Among the lines below, list those containing the string "reth".

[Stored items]
····················

PR #1237, opened 2024-04-04
fix: era1 typed-(transaction/receipt) encode/decode (open-ethereum/rlp version)

KolbyML:
| open-ethereum/rlp version  | reth's alloy/rlp version  |
|---|---|
| image Runtime 220.35s : peak ram usage 3.9GB | image Runtime 60.52s : peak ram usage 3.2GB |

open-ethereum/rlp is 220.35s/60.52s = 3.64 times lower then reth's alloy/rlp
It also uses much more ram.

I don't think it makes sense to use this when `reth's alloy/rlp version` is already implemented and switching to alloy provides many more advantages.

The work is done already, it just doesn't make sense to keep using open-ethereum rlp. It being dog slow just displays this even more.

`reth's alloy/rlp` is based off fast-rlp developed by the now defunct Rust Ethereum Execution Client named Akula. It is indeed fast.

### DIFF
--- a/ethportal-api/src/types/execution/block_body.rs
+++ b/ethportal-api/src/types/execution/block_body.rs
@@ -199,14 +199,21 @@ pub struct BlockBodyLegacy {
 impl Encodable for BlockBodyLegacy {
     fn rlp_append(&self, s: &mut RlpStream) {
         s.begin_list(2);
-        s.append_list(&self.txs);
+        s.begin_list(self.txs.len());
+        for tx in &self.txs {
+            tx.encode_with_envelope(s, true);
+        }
         s.append_list(&self.uncles);
     }
 }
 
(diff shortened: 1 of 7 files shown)


pipermerriam (commented):
Are there test vectors for this stuff that are being run in CI?  If not, it seems that we should have these somewhere in the client testing suite to ensure that clients are able to decode and serialize all of these formats.  This is the kind of thing that makes for "good first issue" type things if you can be specific about what data should go into the suite.

ogenev:
I understand that `alloy-rlp` is a more performant version than what we are currently using. 

I would ask the same question again here:

Could we migrate to `alloy-rlp` without migrating to `alloy-primitives` until sgp updates all core libraries that we are depending on?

····················

**OUTPUT FOR THIS EXERCISE:**
| open-ethereum/rlp version  | reth's alloy/rlp version  |
open-ethereum/rlp is 220.35s/60.52s = 3.64 times lower then reth's alloy/rlp
I don't think it makes sense to use this when `reth's alloy/rlp version` is already implemented and switching to alloy provides many more advantages.
`reth's alloy/rlp` is based off fast-rlp developed by the now defunct Rust Ethereum Execution Client named Akula. It is indeed fast.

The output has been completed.